Foto Digital Arturo Silva |
La imagen era apabullante. La mayor expresión de la frustración,
la necedad y el desorden. La Troncal del Norte, simplemente, fue
como una gran tubería, una de las cuatro principales arterias
que salen de la capital, con un tapón por donde más
corre el agua.
Provocada la arritmia, en el kilómetro 11, todos caminaban
o corrían por donde podían. Eran centenares de trabajadores
y estudiantes que, afligidos, intentaban pasar. Otros tantos regresaban
decepcionados al encontrarse perdidos en ese caos.
Lo que más preocupaba a los empleados, vestidos con sus uniformes
de rigor, era la impuntualidad y el respectivo descuento. Es
que los jefes no entienden de esto, ellos no nos perdonan a nosotros,
se quejaban con cierta recriminación hacia los sindicalistas
artífices del desorden.
Extravíos
Muchos estudiantes de bachillerato aunque lo intentaron, tampoco
pudieron. Estaban tan lejos de sus centros de estudios, en donde
realizarían la PAES, que prefirieron abandonar la titánica
labor de avanzar a pie entre tanto obstáculo.
El cansancio y la incertidumbre eran tan desesperantes como las
densas y oscuras columnas de humo que emanaban de las llantas quemadas.

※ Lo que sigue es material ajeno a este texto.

PR #43, opened 2020-02-27
Workflow for building python distributions

phargogh:
This PR adds a workflow file for building wheels for `natcap.invest` as well as a source distribution as part of our regular github actions-based workflows.

PR #2439, opened 2026-03-05
SWY Report

### LINKED ISSUE #2321: Report for Seasonal Water Yield
Develop report for Seasonal Water Yield. There is a primary output which is a watershed polygon with zonal statistics results in the table as well as primary and secondary raster outputs. Most likely, this model can follow a similar layout to SDR and NDR. Some consideration should be given to which intermediate outputs are most useful for interpreting results.

Report author guidance: https://github.com/natcap/invest/wiki/InVEST-Reports:-Author's-Guide

Model Supporters to review a draft of the reports:
SWY: Stacie, Adrian, Jesse

megannissel:
## Description
Fixes #2321 

This PR adds a reporter module and associated template for the Seasonal Water Yield model. In addition to including several elements seen in other reports (plotted output and input rasters, tables of raster statistics, and plots of values in the model's aggregate vector output), this report introduces a new element: an interactive map of the AOI linked to a chart of monthly average quickflow, baseflow, and precipitation values for each feature. These charts were requested by the model maintainers during an initial meeting about the contents of the report. 

Since these charts are created from data that is derived from model outputs but not pulled from the directly, a new data source was required. This has taken the form of a CSV, which contains these monthly average quickflow, baseflow, and precipitation values by month, by feature in the AOI. After discussion with Dave, we decided that it would make the most sense for the model's `execute` function to create this CSV output, rather than creating it within the reporter. Since we think it would be beneficial to provide this data source to users to inspect, it makes sense to be able to describe the CSV within the model spec. 

A few additional noteworthy changes introduced by this PR:
- A few of the utilities that previously lived in the CV reporter have been moved to a new shared `vector_utils`.
- Many outputs in the SWY model spec have had a `created_if` condition added, to reflect that they are only created when `user_defined_local_recharge=False`. 

A prototype of the report can be found [here](https://storage.googleapis.com/data.naturalcapitalproject.org/invest-reports/seasonal_water_yield_report_gura.html). 

Additionally, a version of the report when `user_defined_local_recharge` is `True` (and the model therefore skips generating all of the quickflow rasters entirely) can be found [here](https://storage.googleapis.com/data.naturalcapitalproject.org/invest-reports/seasonal_water_yield_report_gura_user_defined_local_recharge.html). Note that this version of the report is sparse; there simply aren't as many model inputs or outputs in this case.

**Related PRs:**
- User's Guide: [PR #224](https://github.com/natcap/invest.users-guide/pull/224)
- invest-test-data snapshots for new `RasterPlotFacetsTests`: [invest-test-data #43](https://bitbucket.org/natcap/invest-test-data/pull-requests/43)

## Checklist

### DIFF
--- a/HISTORY.rst
+++ b/HISTORY.rst
@@ -61,10 +61,28 @@
   7. InVEST model Z (model names should be sorted A-Z)
 
 
+Unreleased Changes
+------------------
 
-..
-  Unreleased Changes
-  ------------------
+Seasonal Water Yield
+====================
+* The model now generates a report, a visual summary of results, available in
+  the output workspace and also viewable from the Workbench after the model run
+  completes. (`#2321 <https://github.com/natcap/invest/issues/2321>`_)
+* The model now generates an additional output, a CSV containing average monthly
+  quickflow, baseflow, and precipitation values, in cubic meters per month, for
+  each feature in the AOI. This output is used by the report to generate some
+  plots. Note that this CSV is only created when the model is run without
+  inputting a Local Recharge raster.
+  (`#2321 <https://github.com/natcap/invest/issues/2321>`_)
+* Various updates to model output data metadata, including correcting the
+  units of some outputs.
+  (`#2450 <https://github.com/natcap/invest/issues/2450>`_)
+* Updated the naming convention of several monthly intermediate outputs to be
+  1-indexed rather than 0-indexed. This makes filenames consistent throughout
+  the model, where 1=January and 12=December.
+  (`#2451 <https://github.com/natcap/invest/issues/2451>`_)
+
 
 3.18.0 (2026-02-25)
 -------------------


src/natcap/invest/reports/vector_utils.py
```diff
@@ -0,0 +1,57 @@
...
+                         [xmax, ymin],
+                         [xmin, ymin],
+                         [xmin, ymax],
+                         [xmax, ymax]]]},
+        "properties": {}
+    }
+    return extent_feature, xy_ratio
+
+
+def chart_landmass(geodataframe, clip=False, extent_feature=None):
```
davemfish: I'm not sure if you ended up using this function in SWY. I agree it could make for a general-purpose utility function, but maybe we should leave it in CV until we have a need for it elsewhere? At which point we should probably also rename it and write a docstring.

src/natcap/invest/seasonal_water_yield/reporter.py
```diff
@@ -0,0 +1,434 @@
...
+        feature.SetField('geom_fid', feature_id)
+        aoi_layer.SetFeature(feature)
+
+    aoi_layer.SyncToDisk()
+    aoi_layer = None
+    gdal.Dataset.__swig_destroy__(aoi_vector)
+    aoi_vector = None
+
+
+def create_monthly_stats_table(aoi_path, file_registry, output_table_path):
```
davemfish: As we discussed, I think it makes sense to add this computation to `execute` and probably have a new CSV output from the main model. Also, regarding the issue of feature IDs, at this point `zonal_statistics` results will always be indexed by FID (https://github.com/natcap/pygeoprocessing/issues/371), but I think it makes sense to add a dedicated polygon ID to the output vector and also include it in that new CSV.

src/natcap/invest/seasonal_water_yield/reporter.py
```diff
@@ -0,0 +1,434 @@
...
+    b_avg_per_feat_per_month = {k: v['sum'] * 0.001 * pixel_area_m2 / 12
+                                for k, v in zonal_stats_b.items()}
+
+    values_dict = {fid: {month + 1: {'baseflow': b_val / seconds_per_month[month+1]}
+                         for month in range(12)}
+                   for fid, b_val in b_avg_per_feat_per_month.items()}
+
+    for raster_path, month_index, value_name in (
+            monthly_qf_path_list_tuples + monthly_precip_path_list_tuples):
+        zonal_stats = pygeoprocessing.zonal_statistics((raster_path, 1), aoi_path)
```
davemfish: It's not so obvious, but it's now possible to pass a list of aligned rasters to a single zonal_stats call. That saves a ton of work by only needing to rasterize the vector once.

src/natcap/invest/reports/vector_utils.py
megannissel: I didn't end up using this one, so would be totally okay with moving it back into CV for now!

src/natcap/invest/seasonal_water_yield/reporter.py
megannissel: Yeah, the most important thing about adding the FID to the output vector directly is that it guarantees an aligned, matching key between the geopandas geodataframe + CSV that can be used for the map + chart interaction. I'm confident about `zonal_statistics` being indexed by FID, but it's less clear to me if the FID becomes the index of a geodataframe when a vector is read in. And we need to have a matching key for the interaction, regardless, so adding the FID to the vector directly just seems like a more surefire solution.

But yes, 100% agree that we ought to move this computation into `execute`!

src/natcap/invest/seasonal_water_yield/reporter.py
megannissel: OH! I missed that in the PGP docs, but that's SO much better!

src/natcap/invest/seasonal_water_yield/reporter.py
davemfish: >Yeah, the most important thing about adding the FID to the output vector directly is that it guarantees an aligned, matching key between the geopandas geodataframe + CSV that can be used for the map + chart interaction. 

@megannissel Yes, and since this CSV will be a model output, we should support users who want to do their own post-processing that might include a table-join between the CSV and the vector.

Let's also stay away from naming this new index "FID" or even "feature ID", to avoid conflict/confusion with the built-in FID.

megannissel: Agreed -- I ran into an instance during dev where calling it `fid` caused a failure, which is why I changed it to `geom_fid`. But I also don't really love that name and am open to other suggestions.

davemfish: I think `geom_id`, `poly_id`, `area_id` would all be fine.

src/natcap/invest/reports/raster_utils.py
```diff
@@ -559,7 +573,6 @@ def plot_raster_facets(tif_list, datatype, transform=None, title_list=None):
         if numpy.isclose(vmin, 0.0):
             vmin = 1e-6
         normalizer = matplotlib.colors.LogNorm(vmin=vmin, vmax=vmax)
-        cmap.set_under(cmap.colors[0])  # values below vmin (0s) get this color
```
megannissel, line 562: I'm fairly certain this wasn't doing anything; to the best I could determine, `cmap.get_under` was already returning the same value as `cmap.colors[0]`, so `cmap.set_under` had no effect. 

Notably, `cmap.colors` breaks for many matplotlib colormaps. `viridis` is a `matplotlib.colors.ListedColormap`, but colormaps like `GnBu` (and our custom `truncated_PuOr`) are of type `matplotlib.colors.LinearSegmentedColormap`, which have no attribute `colors`.

src/natcap/invest/reports/raster_utils.py
```diff
@@ -157,6 +158,8 @@ class RasterPlotConfig:
     """For highly skewed data, a transformation can help reveal variation."""
     title: str | None = None
     """An optional plot title. If ``None``, the filename is used."""
+    custom_colormap: str | None = None
+    """The name of a custom matplotlib colormap."""
```
davemfish: Could we just call this attribute `colormap`? And could it be either the string name of a registered matplotlib colormap _or_ a colormap object?

src/natcap/invest/reports/raster_utils.py
```diff
@@ -256,22 +259,25 @@ def _extra_wide_aoi(xy_ratio):
...
+def _choose_n_rows_n_cols(xy_ratio, n_plots, small_plots):
     if _extra_wide_aoi(xy_ratio):
         n_cols = 1
     elif _wide_aoi(xy_ratio):
         n_cols = 2
     else:
         n_cols = 3
 
+    if small_plots:
+        n_cols += 1
```
davemfish, line 275: This is kind of neat if that's all it takes to make smaller plots! We'll probably want some snapshot tests that try different layouts with this option.

src/natcap/invest/reports/raster_utils.py
davemfish: Okay, thanks for catching this. Definitely nice to get rid of it if it was bugged.

I guess I assumed that a value outside the range of `vmin : vmax` would not get a color at all unless we explicitly `set_under`, but I don't remember if I ever tested that or not.

src/natcap/invest/reports/raster_utils.py
```diff
@@ -568,13 +581,23 @@ def plot_raster_facets(tif_list, datatype, transform=None, title_list=None):
...
+                (ylim_kwargs,
+                 text_kwargs) = _get_units_text_kwargs(units, len(arr))
+                ax.set_ylim(**ylim_kwargs)
+                ax.text(**text_kwargs)
+            fig.colorbar(mappable, ax=ax)
+
+    if small_plots:
+        units = _get_raster_units(tif_list[0])
+        legend_label = f"{UNITS_TEXT}: {units}" if units else None
+        fig.colorbar(mappable, ax=axes.ravel().tolist(), label=legend_label)
```
davemfish: I think this approach of a single legend with units label is probably what we always want for this function. It's more critical to do it this way for small plots, but I think it's an improvement for the other case as well. This function requires that all rasters share a colorscale, so it's reasonable to only print one colorbar. It even makes it more obvious that the colorscales are identical across plots.

src/natcap/invest/reports/raster_utils.py
```diff
@@ -568,13 +581,23 @@ def plot_raster_facets(tif_list, datatype, transform=None, title_list=None):
...
+
+    if supertitle:
+        fig.suptitle(f"{supertitle}", fontsize=TITLE_FONT_SIZE)
```
davemfish: This f-string wrapper looks unnecessary.

src/natcap/invest/reports/raster_utils.py
```diff
@@ -636,30 +655,64 @@ def _get_raster_units(filepath):
...
             filename = os.path.basename(resource.path)
             raster_summary[filename] = _build_stats_table_row(
                 resource, band)
 
+    for item in file_registry.values():
+        if isinstance(item, collections.abc.Mapping):
+            for path in item.values():
+                _summarize_output(path)
+        else:
+            _summarize_output(item)
```
davemfish: It looks like this implementation is no longer recursive. It looks like it will work for one level of nesting, but not more. Is that the intent? It may be all we require, though I'm not sure if anything strictly prevents the file registry from having deeper nesting.

I guess the original implementation did not work properly (#2444 ) though it's not obvious to me where the bug is. We do a very similar walk through the file registry in `natcap.invest.spec.ModelSpec.generate_metadata_for_outputs` and I _think_ that one is working properly.

src/natcap/invest/reports/raster_utils.py
```diff
@@ -636,30 +655,64 @@ def _get_raster_units(filepath):
...
 
     return pandas.DataFrame(raster_summary).T
+
+
+def _parse_csv_paths_from_spec(args_dict, spec):
+    table_map_inputs = []
+    for input_ in spec.inputs:
+        if isinstance(input_, CSVInput):
+            table_map_inputs.extend([
+                (input_.id, col.id) for col in spec.get_input(input_.id).columns
```
davemfish: I think `spec.get_input(input_.id)` on this line could be replaced with `input_`.

src/natcap/invest/reports/templates/models/seasonal_water_yield.html
```diff
@@ -0,0 +1,132 @@
...
+
+  <h2 class="section-header">Results</h2>
+  {% if qf_rasters %}
+    {{ accordion_section(
+      'Annual and Monthly Quickflow (QF)',
+      content_grid([
+        (caption(raster_group_caption, pre_caption=True), 100),
+        (raster_plot_img(qf_rasters['annual_qf_img_src'], 'Annual Quickflow values'), 100),
+        (raster_plot_img(qf_rasters['monthly_qf_img_src'], 'Monthly Quickflow values'), 100),
+        (caption(qf_rasters['qf_caption'], definition_list=True), 100)
```
davemfish, line 20: I think it would be nice to include the Annual Quickflow filename somewhere. Either in the plot title, or in the caption.

For the monthly maps, I almost feel like the caption values should be switched, so its like `Maps of monthly quickflow: qf_[MONTH]_gura.tif (1 = January… 12 = December)`

src/natcap/invest/reports/templates/models/seasonal_water_yield.html
```diff
@@ -0,0 +1,132 @@
...
+      ])
+    )}}
+  {% endif %}
+
+  {% if qf_b_charts %}
+    {{ accordion_section(
+      'Average Quickflow and Baseflow by Month',
+      content_grid([
```
davemfish, line 28: Is this extra `content_grid` wrapper necessary here?

src/natcap/invest/seasonal_water_yield/reporter.py
```diff
@@ -0,0 +1,371 @@
...
+def _create_aggregate_map(geodataframe, extent_feature, xy_ratio, attribute,
+                          title):
+    attr_map = altair.Chart(geodataframe).mark_geoshape(
+        clip=True,
+        stroke="white",
+        strokeWidth=0.5
+    ).project(
+        type='identity',
+        reflectY=True,
+        fit=extent_feature
```
davemfish: I think we would only need to use the `clip` and `fit` parameters if we wanted this function to clip the `geodataframe` by the extent of some other feature. If we always want to plot the entirety of `geodataframe`, then I don't think this function needs to take an `extent_feature`.

src/natcap/invest/seasonal_water_yield/reporter.py
```diff
@@ -0,0 +1,371 @@
...
+    extent_feature, xy_ratio = vector_utils.get_geojson_bbox(map_df)
+
+    feat_select = altair.selection_point(fields=["geom_id"], name="feat_select", value=0)
+
+    attr_map = altair.Chart(map_df).mark_geoshape(
+        clip=True, stroke="white", strokeWidth=0.5
+        ).project(
+            type='identity',
+            reflectY=True,
+            fit=extent_feature
```
davemfish: Same comment here about probably not needing to use `clip` or `fit`.

src/natcap/invest/seasonal_water_yield/reporter.py
```diff
@@ -0,0 +1,371 @@
...
+    ).encode(
+        color=altair.condition(
+            feat_select,
+            altair.value("seagreen"),
+            altair.value("lightgray")
+        ),
+        tooltip=[altair.Tooltip("geom_id", title="FID")]
```
davemfish: I would avoid using "FID" as the label now that this is not strictly the built-in "FID". Maybe just title it "Feature"? And then the bar chart title can be simplified to "Feature 3"

src/natcap/invest/seasonal_water_yield/reporter.py
```diff
@@ -0,0 +1,371 @@
...
+    ).properties(
+        width=MAP_WIDTH,
+        height=MAP_WIDTH / xy_ratio,
```
davemfish: It might be nice to give the map a bit more space in this figure. The bar chart really only ever needs so much space, but given a different AOI with many smaller polygons, it could help to allow the map to be larger. And this accordion panel has some empty space to work with.

src/natcap/invest/seasonal_water_yield/reporter.py
```diff
@@ -0,0 +1,371 @@
...
+        color=altair.value('#0500a3')
+    )
+
+    combined_chart = altair.layer(bar_chart, precip_chart).resolve_scale(
+        y='independent'
+    ).transform_filter(
+        feat_select
+    ).properties(
+        title=altair.Title(altair.expr(
+            f'"Mean Quickflow + Baseflow for Feature, FID " + {feat_select.name}.geom_id')
```
davemfish: I think we can trim ", FID " from the title.

I think it's also worth trying to bump up the font sizes for basically all the text on this chart. You could try using `.configure_axis(**AXIS_CONFIG)` and `.configure_legend(**LEGEND_CONFIG)` if those seem useful.

src/natcap/invest/seasonal_water_yield/reporter.py
```diff
@@ -0,0 +1,371 @@
...
+                raster_path=file_registry['aet'],
+                datatype=RasterDatatype.continuous,
+                spec=model_spec.get_output('aet')),
+            RasterPlotConfig(
+                raster_path=file_registry['cn'],
+                datatype=RasterDatatype.continuous,
+                spec=model_spec.get_output('cn')),
+            RasterPlotConfig(
+                raster_path=file_registry['l'],
+                datatype=RasterDatatype.continuous,
```
davemfish: It looks like local recharge values are positive and negative where positive indicates more water infiltrating on the pixel than consumed by the veg on that pixel, and negative means more water consumed than infiltrating. Basically, I wonder if makes sense to try a divergent color scale that is centered on 0.

davemfish: I'm wondering the same for `qb` and `vri_sum`, which appear in the vector. Though in the sample data they are all positive values.

src/natcap/invest/seasonal_water_yield/seasonal_water_yield.py
```diff
@@ -414,24 +447,81 @@
...
+            about=gettext(
+                "Table of average monthly baseflow, quickflow, and precipitation"
+                " values for each watershed (or feature) within the AOI."
+            ),
+            columns=[
+                spec.IntegerOutput(
+                    id="geom_id",
+                    about=gettext(
+                        "The Feature ID for the watershed. This will correspond to"
+                        " the FIDs in the Aggregate Results shapefile."
```
davemfish: Maybe this should say, "will correspond to the 'geom_id' column in the Aggregate Results shapefile".

src/natcap/invest/seasonal_water_yield/seasonal_water_yield.py
```diff
@@ -1027,6 +1112,21 @@ def execute(args):
...
         task_name='calculate B_sum')
 
+    if not args['user_defined_local_recharge']:
+        monthly_csv_task = task_graph.add_task(
+            func=_generate_monthly_qf_b_p_csv,
+            args=(
+                file_registry['aggregate_vector'],
+                file_registry['b'],
+                [file_registry['qf_[MONTH]', month] for month in range(1, 13)],
+                [file_registry['prcp_a[MONTH]', month] for month in range(12)],
```
davemfish: Are the monthly qf and precip outputs really not indexed at the same number? 0 vs 1? That feels like something we should improve on. We can deal with it separately though if we want to.

src/natcap/invest/seasonal_water_yield/seasonal_water_yield.py
davemfish: Whoops, this comment should go!

tests/test_seasonal_water_yield_regression.py
```diff
@@ -746,6 +780,23 @@ def test_base_regression_nodata_inf(self):
...
+        expected_b = [
+            2.242553e-5, 2.461508e-5, 2.242553e-5, 2.317305e-5, 2.242553e-5, 2.317305e-5,
+            2.242553e-5, 2.242553e-5, 2.317305e-5, 2.242553e-5, 2.317305e-5, 2.242553e-5]
+        expected_p = [
+            4.065860e-5, 4.868549e-5, 4.805108e-5, 5.347222e-5, 5.544355e-5, 6.111111e-5,
+            6.283602e-5, 6.653226e-5, 7.256944e-5, 7.392473e-5, 8.020833e-5, 8.131720e-5]
+        for expected_val, col_name in [(expected_qf, 'quickflow'),
+                (expected_b, 'baseflow'), (expected_p, 'precipitation')]:
+            numpy.testing.assert_allclose(expected_val, actual_result_df[col_name],
+                                          rtol=1e-6)
```
davemfish: These checks on the aggregated monthly values are nice for general regression tests. I wonder if it's enough to do these assertions on the first two `base_regression` tests. I'm not really sure what issue this specific test was covering when it was written, but it feels like the zonal stats results would not fail here unless they also failed in one of the first two tests.

tests/test_seasonal_water_yield_regression.py
```diff
@@ -799,6 +850,23 @@ def test_monthly_alpha_regression(self):
...
+        expected_b = [
+            2.276286e-5, 2.498535e-5, 2.276286e-5, 2.352162e-5, 2.276286e-5, 2.352162e-5,
+            2.276286e-5, 2.276286e-5, 2.352162e-5, 2.276286e-5, 2.352162e-5, 2.276286e-5]
+        expected_p = [
+            4.106930e-5, 4.917726e-5, 4.853644e-5, 5.401235e-5, 5.600358e-5, 6.172840e-5,
+            6.347073e-5, 6.720430e-5, 7.330247e-5, 7.467145e-5, 8.101852e-5, 8.213859e-5]
+        for expected_val, col_name in [(expected_qf, 'quickflow'),
+                (expected_b, 'baseflow'), (expected_p, 'precipitation')]:
+            numpy.testing.assert_allclose(expected_val, actual_result_df[col_name],
+                                          rtol=1e-6)
```
davemfish: Similar comment here, is there any reason to think the alpha table impacts the behavior of the new monthly aggregation function? If not, I would think we could remove this assertion from this test to reduce our test maintenance burden.

src/natcap/invest/reports/raster_utils.py
megannissel: Oh, yep, good catch; this was a holdover from my first iteration of the title that also included units.

src/natcap/invest/reports/raster_utils.py
megannissel: The problem was line 620, in `_get_raster_metadata`: 
```
def _get_raster_metadata(filepath):
    if isinstance(filepath, collections.abc.Mapping):
        for path in filepath.values():
            return _get_raster_metadata(path)
```

The `return` stopped iteration beyond the first value in the dict, which is why we were seeing `qf_1.tif` in the summary stats table, but none of the other months. The implementation in `natcap.invest.spec.ModelSpec.generate_metadata_for_outputs` calls `_generate_metadata` (which in that case is a nested function within `generate_metadata_for_outputs`) recursively, but there's no `return` in there stopping iteration prematurely. I wonder if this function in `raster_utils` originally took a similar form (with `_get_raster_metadata` nested inside of `raster_workspace_summary`), but was later refactored so that it could also be called by `_get_raster_units`. 

You make a good point about how this updated version only works for one layer of nesting, though. I don't think we currently have any instances where we'd have deeper nesting with the file registry, but that doesn't mean we couldn't in the future. I can tweak it to actually work recursively.

src/natcap/invest/reports/templates/models/seasonal_water_yield.html
megannissel: Sure isn't!

src/natcap/invest/seasonal_water_yield/seasonal_water_yield.py
megannissel: Indeed they are not! I find this incredibly silly as well and agree that consistency would be a nice improvement to the model.

src/natcap/invest/seasonal_water_yield/seasonal_water_yield.py
megannissel: Oops, good catch!

tests/test_seasonal_water_yield_regression.py
megannissel: That seems reasonable to me!

src/natcap/invest/reports/raster_utils.py
```diff
@@ -390,7 +397,7 @@ def plot_raster_list(raster_list: list[RasterPlotConfig]):
         colorbar_kwargs = {}
         imshow_kwargs['norm'] = transform
         imshow_kwargs['interpolation'] = 'none'
-        cmap = COLORMAPS[dtype]
+        cmap = plt.get_cmap(config.colormap if config.colormap else COLORMAPS[dtype])
```
megannissel: This change is a defensive precaution. I noticed line 408 accesses `cmap.N`, which is fine at the moment because it's inside a conditional where (currently) `cmap` will always be a colormap object. But to help prevent bugs in the future (especially as we expand custom colormap support), it seems wise to always get the object. And `plt.get_cmap()` takes either a string or a Colormap object, so worst-case scenario it just returns the object that was passed to it.

src/natcap/invest/reports/raster_utils.py
```diff
@@ -157,6 +159,8 @@ class RasterPlotConfig:
     """For highly skewed data, a transformation can help reveal variation."""
     title: str | None = None
     """An optional plot title. If ``None``, the filename is used."""
+    colormap: Optional[Union[str, object]] = None
```
megannissel: @claire-simpson, related to #2447 -- `RasterPlotConfig` now accepts either the string name of a matplotlib colormap or a Colormap object. I've also renamed this attribute `colormap`, per Dave's suggestion!

src/natcap/invest/reports/raster_utils.py
```diff
@@ -636,30 +647,64 @@ def _get_raster_units(filepath):
...
+            for path in item.values():
+                _summarize_output(path)
+        else:
+            _summarize_output(item)
+
     return pandas.DataFrame(raster_summary).T
 
 
-def raster_inputs_summary(args_dict):
+def raster_inputs_summary(args_dict, model_spec):
```
megannissel, line 677: These changes address the issue documented in #2440

src/natcap/invest/reports/raster_utils.py
megannissel: I added some snapshot tests in https://github.com/natcap/invest/pull/2439/commits/5e78639f586ba195ad833295dd4fe22398367b66 and opened a [PR in the test data repo](https://bitbucket.org/natcap/invest-test-data/pull-requests/43) with the new images.

src/natcap/invest/seasonal_water_yield/reporter.py
megannissel: @davemfish We could swap to a diverging colorscale for the `qb` and `vri_sum` plots as well; what do you think about this? (sample data edited to include some negatives)
Screenshot 2026-03-20 at 12 05 09 PM

And this is what it would look like when all values are positive:
Screenshot 2026-03-20 at 12 05 23 PM

(I'm not sure I love the `redblue` color scheme, but the built-in options are limited and I did like the idea of choosing one that could reflect bluer=wetter)

src/natcap/invest/reports/raster_utils.py
megannissel: Tweaked this in https://github.com/natcap/invest/pull/2439/commits/68f4641a51bbd657a9967c8b4c13e8a5e8821840 to actually work recursively

src/natcap/invest/seasonal_water_yield/reporter.py
megannissel: Two other color scheme options:

- built-in `brownbluegreen` scheme (top map includes negatives; bottom does not)
Screenshot 2026-03-20 at 12 56 42 PM

- custom scheme which uses the min/max colors from the built-in `blueorange` scheme but swaps them so bluer=wetter
Screenshot 2026-03-20 at 12 57 16 PM

src/natcap/invest/reports/raster_utils.py
davemfish: Instead of `object` can we use `matplotlib.colors.Colormap`? https://matplotlib.org/stable/api/_as_gen/matplotlib.colors.Colormap.html#matplotlib.colors.Colormap

Also, we don't necessarily need to support Python versions before 3.10, so instead of `Optional` and `Union` I think we can say `str | Colormap | None = None`.

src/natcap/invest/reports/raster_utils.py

A cada momento, eran atizadas por las consignas y las protestas
de los sindicalistas, quienes mostraban así su más
férrea oposición a la supuesta privatización
de la salud.
Lo único que alivió la carga fue la benevolencia de
la naturaleza que, ayer, ofreció un cielo gris, encapotado,
carente de esos incómodos rayos solares.
La luchita
A pesar de todo, la multitud no se detenía, fluía
por esos pequeños espacios, las aceras, que no logró
obstruir el tapón. Pocas veces se ha observado esa impresionantes
imagen: cuando fueron los terremotos del año anterior y la
vez que el Papa Juan Pablo Segundo visitó el país.
El panadero corría con su canasto lleno de pan francés,
preocupado por la poca venta; la secretaria repasaba las cartas
pendientes que tenía que escribir; el automovilista caía
dormido sobre el timón.
El policía, como el desentendido, limpiaba a cada momento
su uniforme, impotente ante semejante desorden. Y los novios y amantes
aprovechaban la escasa oportunidad para refugiarse entre los pasajes
adyacentes.
Justo a las nueve de la mañana, el tapón fue retirado
y como un chiflón, el tráfico salió a tropezones.
Una hora después, el pulso ya se había normalizado.
Pero el cansancio y el mal sabor durarían todo el día.
Odisea en el bulevar del Ejército
Jorge Beltrán
El Diario de Hoy
El cobrador fue tajante: Señores, hasta aquí
voy a llegar. El bulevar está tapado. El descontento
desbordó en reproches e insultos a los microbuseros y a quienes
tenían bloqueada la calle.
Ni modo, hay que jalarle para no llegar tan tarde al trabajo,
dijo resignado un empleado de una maquila. El congestionamiento
cubría varios kilómetros, y centenares de personas
se vieron obligadas a caminar sobre el bulevar del Ejército.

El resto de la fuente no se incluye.